As we have suggested, if the statute fairly may be so construed, it is constitutional; but it is impossible so to construe it without disregarding its plain and unambiguous language. The simple truth seems to be that the distinction between the delegation of administrative duties to secure the execution of a statute did not occur to the person who drafted this statute, and that it was the real, as well as the expressed, intention of the statute to commit the whole subject of the increase of capital stock by railway corporations to the judgment and discretion of the commission. This view is strengthened by the fact that at the time the statute was enacted railway corporations were au*480thorized to increase their capital stock, but there was no statute limiting the increase to any particular purposes or prescribing the terms upon which such increase might be made. Such increase could be made by the action of the stockholders and directors of the corporation, whenever in their opinion the increase was required by the corporation, by an amendment of its articles of incorporation, or, in case the corporation was one whose charter was a special law, by filing a certificate of increase with the secretary of state. Chapter 5, p. 10, L,aws 1883. The legislature having never enacted any terms, conditions, or limitations with reference to the increase of capital stock, it could not consistently impose upon the commission the duty of ascertaining whether the purpose and terms of a proposed increase were in accordance with the requirements of law, when there was no such law. But the fact that there was no statute prescribing the purpose, terms, and conditions of a proposed increase of stock suggests a reason why the whole matter was committed to the judgment and discretion of a commission, under the mistaken belief that such duty could be delegated.

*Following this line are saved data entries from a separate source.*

PR #1410, opened 2020-12-20
Add explicit size adjustments to ArrayList

01Pollux:
quite similar to c++'s std vector

### DIFF
--- a/core/logic/CellArray.h
+++ b/core/logic/CellArray.h
@@ -207,6 +207,43 @@ public:
 		return m_AllocSize * m_BlockSize * sizeof(cell_t);
 	}
 
+	size_t capacity()
+	{
+		return m_AllocSize;
+	}
+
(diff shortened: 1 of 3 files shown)


Headline:
Hello - thanks for submitting a patch!

What's the motivation for adding these new natives?

01Pollux:
it's kind of efficient to reserve at least n elements before inserting rather than doing (multiple) reallocations
as for "ShrinkToFit", i just thought it would be nice to reduce number of unused elements/mem usage of an array

KyleSanderson:
This is begging for scripts to start calling GC equivalents on an array whenever they cull elements. I really appreciate the thought behind this, but it's asking for memory management in a language that has no built-in memory. At this time I don't think this is going to be used correctly (we went through this as a community with new vs decl - with decl having decent gains but was not used correctly in a number of cases causing crashes).

PR #1412, opened 2020-12-27
Expose SourcePawn JIT metadata config

asherkin:
Adds a new option to core.cfg to configure the debug/profiling metadata written by the JIT.

Depends on alliedmodders/sourcepawn#533.

### DIFF
--- a/core/sourcemod.cpp
+++ b/core/sourcemod.cpp
@@ -68,6 +68,7 @@ IGameConfig *g_pGameConf = NULL;
 bool g_Loaded = false;
 bool sm_show_debug_spew = false;
 bool sm_disable_jit = false;
+int jit_metadata_flags = JIT_DEBUG_DELETE_ON_EXIT | JIT_DEBUG_PERF_BASIC;
 SMGlobalClass *SMGlobalClass::head = nullptr;
 
 #ifdef PLATFORM_WINDOWS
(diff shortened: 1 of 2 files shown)


KyleSanderson (commented):
Style is all over the map on this one if you can tighten it up a bit.

core/sourcemod.cpp
```diff
@@ -130,8 +131,35 @@ ConfigResult SourceModBase::OnSourceModConfigChanged(const char *key,
...
+			jit_metadata_flags = JIT_DEBUG_DELETE_ON_EXIT | JIT_DEBUG_PERF_BASIC;
+		}
+		else if (strcasecmp(value, "perf") == 0) {
+			jit_metadata_flags = JIT_DEBUG_PERF_BASIC;
+		}
+		else if (strcasecmp(value, "jitdump") == 0) {
+			jit_metadata_flags = JIT_DEBUG_PERF_BASIC | JIT_DEBUG_PERF_JITDUMP;
+		}
+		else {
+			return ConfigResult_Reject;
```
peace-maker, line 157: Would be nice to put the allowed values into the `error` message here.

peace-maker (changes requested):
Is it fine to change the flags during runtime using `sm config JITMetadata jitdump`?

asherkin:
> Is it fine to change the flags during runtime using `sm config JITMetadata jitdump`?

It isn't going to cause any harm, but it may or may not have any effect depending on the current state of things.

peace-maker (approved):

PR #1416, opened 2020-12-30
Update note about non-existing SQL_MoreResults

Impact123:
`SQL_MoreResults` does not exist. The note should refer to `SQL_FetchMoreResults` instead. This was found by Naleksuh and Addie: https://discord.com/channels/335290997317697536/335290997317697536/793685290509139988

### DIFF
--- a/plugins/include/dbi.inc
+++ b/plugins/include/dbi.inc
@@ -797,7 +797,7 @@ native bool SQL_FieldNameToNum(Handle query, const char[] name, int &field);
  * Fetches a row from the current result set.  This must be 
  * successfully called before any results are fetched.
  *
- * If this function fails, SQL_MoreResults() can be used to
+ * If this function fails, SQL_FetchMoreResults() can be used to
  * tell if there was an error or the result set is finished.
  * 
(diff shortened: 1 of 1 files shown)


Naleksuh (approved):
You stole this from me

ErikMinekus:
Pretty sure it should be `SQL_MoreRows`. `SQL_FetchMoreResults` is for fetching multiple result sets from a single query.

plugins/include/dbi.inc
```diff
@@ -162,7 +162,7 @@ methodmap DBResultSet < Handle
 	// Fetches a row from the current result set.  This must be 
 	// successfully called before any results are fetched.
 	//
-	// If this function fails, _MoreResults can be used to
+	// If this function fails, _MoreRows can be used to
```
asherkin, line 165: I think the underscore here was accidentally left over when porting the documentation to the methodmap, and shouldn't be there.

```suggestion
	// If this function fails, MoreRows can be used to
```

asherkin (approved):
LGTM, but it'd be good to get one additional minor change before merging.

PR #1422, opened 2021-01-30
Seed rand only once

Deathreus:
Light testing applied


Deathreus:
See [this](https://hatebin.com/jzqjayshrw) for why it is needed

Headline (approved):
Quite surprised this wasn't discovered earlier - thanks for the patch!

peace-maker:
I'm not sure that `srand` call in core is affecting `rand` calls in `logic`? Might work that way though.

asherkin:
> I'm not sure that `srand` call in core is affecting `rand` calls in `logic`? Might work that way though.

The random seed is thread-local state, so it's shared across all modules in a process.

PR #1424, opened 2021-02-01
Prefer python3 over python(2) in checkout-deps

peace-maker:
We require Python 3 and don't want to accidentally use Python 2 if both are available.

Trying to fix travis builds.


peace-maker:
This all stems from get-pip.py using f-strings python 3 syntax.

Headline (approved):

It is interesting in this connection to compare this statute (section 2872) with what appears to be its prototype (sections 3663-3665, G. S. [Conn.] 1902). It will be noted that the material provisions of the two statutes are the same, except that the railroad commissioners in Connecticut, after finding the facts, report them, with a recommendation .whether the increase of stock should be allowed or not, to the legislature for its determination; but by our statute the whole matter, including the legislative power to determine whether there shall in any case be an increase of stock, is delegated to the judgment and discretion of the commission.

While an act of the legislature should never be held unconstitutional, except in cases where the conflict between the statute and the constitution is clear, manifest, and irreconcilable by any reasonable construction, yet, when it so conflicts with the constitution, courts have no alternative except to declare it invalid, for the obligation of courts to support the constitution is unceasing and imperative. This is such a case. The statute under consideration is so clearly an attempt to delegate to the commission the legislative power to determine in its judgment and discretion whether or not there shall be an increase of *481the capital stock of a corporation in any case, and to prescribe the manner in which and the terms on which the same may be made, if allowed, that we must, and do, for that reason hold it to be unconstitutional.

It follows that the order appealed from must be reversed; and it is so ordered.